I back ported the kernel side changes to a 4.2.32 based kernel.
I tested the patch on a prototype system which exhibits a stable
initial_apic_id for CPU 0. While not something that would be suitable
for customers, it does allow me to test the kernel portion of the patch.
I will report the results of the testing later this week.
Thanks
Jerry
--
----------------------------------------------------------------------------
Jerry Hoemann Software Engineer Hewlett-Packard/MODL
3404 E Harmony Rd. MS 57 phone: (970) 898-1022
Ft. Collins, CO 80528 FAX: (970) 898-XXXX
email: [email protected]
----------------------------------------------------------------------------
(2013/10/31 9:58), [email protected] wrote:
> On Wed, Oct 23, 2013 at 09:05:06AM +0900, HATAYAMA Daisuke wrote:
>>>>
>>>> - Rebased on top of v3.12-rc6
>>>>
>>>> - Basic design has been changed. Now users need to figure out initial
>>>> APIC ID of BSP in the 1st kernel and configures kernel parameter for
>>>> the 2nd kernel manually using disable_cpu_apic kernel parameter to
>>>> be newly introduced in this patch set. This design is more flexible
>>>> than the previous version in that we no longer have to rely on
>>>> ACPI/MP table to get initial APIC ID of BSP.
>>>
>>>
>>> Do you literally mean a human at each boot will have to configure
>>> the kdump configuration files for passing disable_cpu_apic?
>>> Or do you envision the setting of disable_cpu_apic being put into
>>> the kdump initialization scripts?
>>>
>>> thanks
>>>
>>> Jerry
>>
>> Nearer to the former case, but this is not what a human should do. It's
>> a cumbersome task. I think, on fedora/RHEL system for example, kdump
>> service should check at each boot automatically.
>>
>> HATAYAMA, Daisuke
>
>
> Daisuke,
>
> Are you planning on making changes to the kexec tools to automate
> the setting of disable_cpu_apic to the capture kernel? Or do you
> know someone who is planning this?
>
> I back ported the kernel side changes to a 4.2.32 based kernel.
> I tested the patch on a prototype system which exhibits a stable
> initial_apic_id for CPU 0. While not something that would be suitable
> for customers, it does allow me to test the kernel portion of the patch.
>
> I will report the results of the testing later this week.
>
I'll do that after this patch is merged in kernel. But it is still under
reviewing.
--
Thanks.
HATAYAMA, Daisuke
On Wed, Oct 30, 2013 at 06:58:13PM -0600, [email protected] wrote:
[..]
> Daisuke,
>
> Are you planning on making changes to the kexec tools to automate
> the setting of disable_cpu_apic to the capture kernel? Or do you
> know someone who is planning this?
I think we should not make this change in kexec-tools and should leave
it to distro scripts to append disable_cpu_apic.

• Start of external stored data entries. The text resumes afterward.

PR #161, opened 2020-02-25
According to the IPP auth_type is in identity

agrare:
`IPP-14 Red Hat Insights User Identity` specifies that the auth_type is under the identity section not the internal section.


agrare:
@abellotti can you take a look?  Is this correct or is the IPP wrong?

bdunne:
Unfortunately the platform docs don't go into enough detail here.

PR #162, opened 2020-02-25
Allow machine credentials access to the API

agrare:
When a machine credential connects to 3scale there is no user key in the headers but rather a system key.

Depends on: https://github.com/RedHatInsights/insights-api-common-rails/pull/162
Relates to JIRA: https://projects.engineering.redhat.com/browse/TPINVTRY-870

### DIFF
--- a/spec/lib/insights/api/common/request_spec.rb
+++ b/spec/lib/insights/api/common/request_spec.rb
@@ -51,6 +51,18 @@ describe Insights::API::Common::Request do
       expect(@instance.user).to be_a(Insights::API::Common::User)
     end
 
+    it "#tenant" do
+      expect(@instance.tenant).to eq(default_account_number)
+    end
+
+    it "#system" do
+      expect(@instance.system).to be_nil
+    end
+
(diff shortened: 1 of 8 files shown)


spec/lib/insights/api/common/request_spec.rb
```diff
@@ -93,6 +105,68 @@
...
+
+    it "#system" do
+      expect(@instance.system).to be_a(Insights::API::Common::System)
+    end
+
+    it "#auth_type" do
+      expect(@instance.auth_type).to eq("cert-auth")
+    end
+
+    it "#user" do
```
bdunne: Duplicate of https://github.com/RedHatInsights/insights-api-common-rails/pull/162/files#diff-b602271974e4016385b4ea6a117dd8c4R141

agrare: :+1: deleted

bdunne:
I released [v3.5.0](https://rubygems.org/gems/insights-api-common/versions/3.5.0) with this change

PR #164, opened 2020-02-27
Move group validation to separate class and add specs

eclarizio:
As discussed in Catalog PR https://github.com/RedHatInsights/catalog-api/pull/596, this change should probably live here since it will be used by both Catalog and Approval.

@mkanoor @syncrou @gmcculloug Please Review.

### DIFF
--- a/lib/insights/api/common/rbac/validate_groups.rb
+++ b/lib/insights/api/common/rbac/validate_groups.rb
@@ -1,0 +1,24 @@
+module Insights
+  module API
+    module Common
+      module RBAC
+        class ValidateGroups
+          def initialize(group_uuids)
+            @group_uuids = group_uuids
+          end
+
+          def process
+            return unless Insights::API::Common::RBAC::Access.enabled?
+
+            Service.call(RBACApiClient::GroupApi) do |api|
+              uuids = SortedSet.new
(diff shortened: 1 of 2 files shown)


lib/insights/api/common/rbac/utilities.rb
```diff
@@ -3,15 +3,6 @@ module API
     module Common
       module RBAC
         module Utilities
-          def validate_groups
```
gmcculloug: @mkanoor You mentioned the other methods in the module are no longer used, correct?  Do we remove this entire file?

eclarizio: I think even if we do, it probably doesn't belong in the scope of this PR (as small of a change as that is)

mkanoor: @gmcculloug We can do that in a separate PR, we also need @hsong-rh to update the Approval code to use this new class instead of the old mixin and we can then have a PR to delete it for good.

mkanoor: @eclarizio Can we not touch this file for now and remove it in a different PR, if we remove it now it will break Approval. Once this is merged we would have to wait for @hsong-rh and then get rid of this file entirely.

eclarizio: Sure, that's fine.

Who knows in future this restriction is not there at all and kexec-tools
will be stuck with always passing disable_cpu_apic. Getting rid of
this parameter in distro scripts will be much easier.
Thanks
Vivek
On Thu, Oct 31, 2013 at 09:27:45AM -0400, Vivek Goyal wrote:
> On Wed, Oct 30, 2013 at 06:58:13PM -0600, [email protected] wrote:
>
> [..]
> > Daisuke,
> >
> > Are you planning on making changes to the kexec tools to automate
> > the setting of disable_cpu_apic to the capture kernel? Or do you
> > know someone who is planning this?
>
> I think we should not make this change in kexec-tools and should leave
> it to distro scripts to append disable_cpu_apic.
>
> Who knows in future this restriction is not there at all and kexec-tools
> will be stuck with always passing disable_cpu_apic. Getting rid of
> this parameter in distro scripts will be much easier.
Hi Vivek, Hi Daisuke,
That approach sounds reasonable to me.